🤖 AI Summary
This work addresses noise suppression and latent-state reconstruction from sparse, high-noise observational data of distributed physical systems, without prior knowledge of their underlying nonlinear dynamical equations.
Method: We propose a novel Truncated Reservoir Computing (TRC) paradigm integrated with a dynamic hyperparameter optimization learning protocol. TRC jointly optimizes the spectral radius and leakage rate while employing ridge regression to enhance model stability and generalization.

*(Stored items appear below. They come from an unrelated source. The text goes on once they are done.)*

PR #493, opened 2024-07-26
feat: Foundry Upstream support 62cdea8

Jrigada:
## Motivation
[62cdea8](https://github.com/foundry-rs/foundry/tree/62cdea8ff9e6efef011f77e295823b5f2dbeb3a1)

PR #445, opened 2024-06-27
chore: foundry update 4af6cfa

nbaztec:
## Motivation
Updates foundry to [4af6cfa (2024-06-19)](https://github.com/foundry-rs/foundry/tree/4af6cfaef200ad3ffa598ba419f79b15cb962e52)

This is a major update and brings forth many significant changes, breaking or otherwise:

* Deprecated support for deploying missing libraries. The feature was very fragile from the beginning and required considerable resources to be able to keep up with foundry's fast track updates. The current recommended way would be to run the `forge create` commands manually as they are printed in the output. Alternatively the known deployed libraries can be specified in `foundry.toml`. There is an ongoing investigation on how to re-introduce this functionality in a way that is sustainable in the long run.

The following important foundry updates are included (from their release page):

[Nightly (2024-06-02)](https://github.com/foundry-rs/foundry/releases/tag/nightly-5ac78a9cd4b94dc53d1fe5e0f42372b28b5a7559) 
* fix(foundryup): nproc does not exist on macos (https://github.com/foundry-rs/foundry/pull/8024)
* perf: prefill fuzz dictionary with 0 (https://github.com/foundry-rs/foundry/pull/8027)
* refactor(coverage): refactor coverage analysis (https://github.com/foundry-rs/foundry/pull/8025)
* perf: exclude source maps from ContractData (https://github.com/foundry-rs/foundry/pull/8022)
* feat: Priority fee suggestion (https://github.com/foundry-rs/foundry/pull/7984)
* nit: Minor help style consistency (https://github.com/foundry-rs/foundry/pull/8029)
* chore(deps): bump foundry-compilers to 0.5.1 (https://github.com/foundry-rs/foundry/pull/8030)
* chore: Arc ContractsByArtifact internally (https://github.com/foundry-rs/foundry/pull/8026)

[Nightly (2024-05-02)](https://github.com/foundry-rs/foundry/releases/tag/nightly-cafc2606a2187a42b236df4aa65f4e8cdfcea970) 
* fix: make trace printer work (https://github.com/foundry-rs/foundry/pull/7824)
* Fix eth_signTransaction request and response (https://github.com/foundry-rs/foundry/pull/7804)
* fix: set value before estimating gas (https://github.com/foundry-rs/foundry/pull/7829)

## Note
This update can potentially introduce edge case regressions, but we are relying on our test suite to catch them early.

PR #524, opened 2024-08-14
chore: pull in merged commits from upstream

Karrq:
## Motivation
When we merged #445 and #493 we weren't able to merge without squashing, thus we lost all commits from foundry. 
Future updates will get intertwined with these commits if we don't merge them back in soon.

## Solution
This PR will bring in the foundry commits that have been merged to far. All conflicts were already resolved and taken care of previously, so this PR doesn't really bring in any changes


crates/forge/tests/it/invariant.rs
```diff
@@ -165,142 +165,6 @@ async fn test_invariant_filters() {
                     None,
                 )],
             ),
-            (
-                "default/fuzz/invariant/common/InvariantShrinkWithAssert.t.sol:InvariantShrinkWithAssert",
```
nbaztec, line 169: Do we have regression here?

Karrq: 🤷  https://github.com/foundry-rs/foundry/pull/8459

nbaztec (approved):

PR #527, opened 2024-08-16
test(zk): Add proxy and NFT script to Cargo test

Jrigada:
## Motivation
Migrate test scripts to cargo test

## Solution
Added `Proxy.s.sol` and `NFT.s.sol` to cargo test


crates/forge/tests/it/zk/nft.rs
```diff
@@ -0,0 +1,59 @@
+use foundry_test_utils::{forgetest_async, util, TestCommand, TestProject, ZkSyncNode};
+
+forgetest_async!(script_zk_can_deploy_nft, |prj, cmd| {
+    setup_nft_prj(&mut prj);
+    run_nft_script_test(prj.root(), &mut cmd, "MyScript", 1);
```
Karrq, line 5: I had this pattern with the Factory scripts simply because I had multiple tests - I was gonna suggest you to inline these, but it looks like this is a recurring pattern so perhaps `run_nft_script_test` (and `run_factory_script_test`) could be rewritten in a more general way

crates/forge/tests/it/zk/proxy.rs
```diff
@@ -0,0 +1,59 @@
+use foundry_test_utils::{forgetest_async, util, TestCommand, TestProject, ZkSyncNode};
+
+forgetest_async!(script_zk_can_deploy_proxy, |prj, cmd| {
+    setup_proxy_prj(&mut prj);
+    run_proxy_script_test(prj.root(), &mut cmd, "ProxyScript", 4);
```
Karrq, line 5: same as above

crates/forge/tests/it/zk/proxy.rs
```diff
@@ -0,0 +1,59 @@
...
+        "--gas-estimate-multiplier",
+        "310",
+        "--rpc-url",
+        node.url().as_str(),
+        "--slow",
+        "--evm-version",
+        "shanghai",
+    ]);
+
+    println!("OUTPUT: {:?}", cmd.stdout_lossy());
```
elfedy, line 45: Do we need this for the test?

elfedy (approved):

crates/forge/tests/it/zk/proxy.rs
Jrigada: Not really, it was part of the old test. Maybe removing it is best

PR #535, opened 2024-08-19
refactor: implement new compilers api

elfedy:
## Motivation

foundry-compilers fork was [refactored](https://github.com/Moonsong-Labs/compilers/pull/19) to implement a couple of generic apis of the upstream repo. The refactor includes some changes in the API, the most important one being that zksync flow now uses it's own dedicated `Project` instead of living along the evm one.

## Solution

Update `foundry-compilers` dependency and implement the new API. Update includes the creation of the `build_info` directory and support for `--build-info` flag which will store full build info (compilation inputs + outputs)


crates/forge/tests/it/test_helpers.rs
```diff
@@ -90,10 +89,10 @@ impl ForgeTestProfile {
     pub fn zk_project(&self) -> ZkProject {
         let zk_config = self.zk_config();
         let mut zk_project =
-            foundry_zksync_compiler::create_project(&zk_config, zk_config.cache, false)
+            foundry_zksync_compiler::config_create_project(&zk_config, zk_config.cache, false)
                 .expect("failed creating zksync project");
-        zk_project.paths.zksync_artifacts = zk_config.root.as_ref().join("zk").join("zkout");
-        zk_project.paths.zksync_cache = zk_config
+        zk_project.paths.artifacts = zk_config.root.as_ref().join("zk").join("zkout");
```
Karrq, line 94: Does this finally mean that `forge clean` will clean zkout?

crates/verify/src/etherscan/flatten.rs
```diff
@@ -190,7 +190,7 @@ Diagnostics: {diags}",
             include_paths: Default::default(),
         };
 
-        let out = zksolc.compile(&input)?;
+        let out = zksolc.compile(&input.input)?;
```
Karrq, line 193: we don't support VersionedInput?

crates/verify/src/lib.rs
```diff
@@ -310,7 +316,6 @@ impl VerifyArgs {
                 output.artifact_ids().map(|(id, artifact)| (id, artifact.clone().into())),
             );
 
-            //TODO: lookup for zksync
```
Karrq, line 313: Does this happen now then?

crates/forge/tests/it/test_helpers.rs
elfedy: No, but it's not that hard to add support if we wanted to as calling `project.cleanup()` on the zk_project should work as intended, deleting all zk stuff

crates/verify/src/etherscan/flatten.rs
elfedy: We do but there's a `ZkSolcCompiler` data structure that handles it, one level above the `ZkSolc` one: https://github.com/Moonsong-Labs/compilers/blob/b597d1d8887e2568dda08f81c45d3ec2df832a46/crates/compilers/src/compilers/zksolc/mod.rs#L153

ZkSolc now represents the raw command (they did this for solc as well)

crates/verify/src/lib.rs
elfedy: It tries to do it in `zk_resolve_context`. Did not really test it but it will compile the zk_project and do the lookup there. If that does not work for some reason we should move the TODO to that function as this function does not handle any zk stuff anymore

crates/forge/tests/it/test_helpers.rs
Karrq: Alright - I think we might want to do so, just not in this PR

crates/verify/src/etherscan/flatten.rs
Karrq: Then we should use that, to preserve the same semantics

crates/verify/src/lib.rs
Karrq: I mean I left the todo there because I thought we might want this - if we now have this functionality then we can remove the todo, otherwise we need to add it back where it should be

elfedy: We do the lookup now so we should be good

crates/verify/src/etherscan/flatten.rs
elfedy: @Karrq modified. Also moved `ZkVersion` to the context so the appropriate  zksolc/solc versions are used and the flow is more clear

crates/verify/src/etherscan/flatten.rs
```diff
@@ -165,35 +169,47 @@ Diagnostics: {diags}",
...
             allow_paths: Default::default(),
             base_path: Default::default(),
             include_paths: Default::default(),
         };
 
-        let out = zksolc.compile(&input.input)?;
+        let solc_compiler = if compiler_version.is_zksync_solc {
+            // AutoDetect given a specific solc version on the input, will
+            // find or install the solc version
+            SolcCompiler::AutoDetect
```
Karrq, line 201: In this case it will autodetect the zksync's fork of solc to use, right?

Karrq (approved):

crates/verify/src/etherscan/flatten.rs
elfedy: yes because the solc version is being passed in the input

Contribution/Results: We systematically characterize, for the first time, the distinct impacts of node redundancy versus connection redundancy on denoising robustness. Experiments demonstrate that TRC outperforms the Extended Kalman Filter under low signal-to-noise ratios and high-frequency noise. Moreover, TRC enables generalizable reconstruction across bifurcating attractors, achieving significantly improved dynamical fidelity and noise identification accuracy.
📝 Abstract
Measurements acquired from distributed physical systems are often sparse and noisy. Therefore, signal processing and system identification tools are required to mitigate noise effects and reconstruct unobserved dynamics from limited sensor data. However, this process is particularly challenging because the fundamental equations governing the dynamics are largely unavailable in practice. Reservoir Computing (RC) techniques have shown promise in efficiently simulating dynamical systems through an unstructured and efficient computation graph comprising a set of neurons with random connectivity. However, the potential of RC to operate in noisy regimes and distinguish noise from the primary dynamics of the system has not been fully explored. This paper presents a novel RC method for noise filtering and reconstructing nonlinear dynamics, offering a novel learning protocol associated with hyperparameter optimization. The performance of the RC in terms of noise intensity, noise frequency content, and drastic shifts in dynamical parameters are studied in two illustrative examples involving the nonlinear dynamics of the Lorenz attractor and adaptive exponential integrate-and-fire system (AdEx). It is shown that the denoising performance improves via truncating redundant nodes and edges of the computing reservoir, as well as properly optimizing the hyperparameters, e.g., the leakage rate, the spectral radius, the input connectivity, and the ridge regression parameter. Furthermore, the presented framework shows good generalization behavior when tested for reconstructing unseen attractors from the bifurcation diagram. Compared to the Extended Kalman Filter (EKF), the presented RC framework yields competitive accuracy at low signal-to-noise ratios (SNRs) and high-frequency ranges.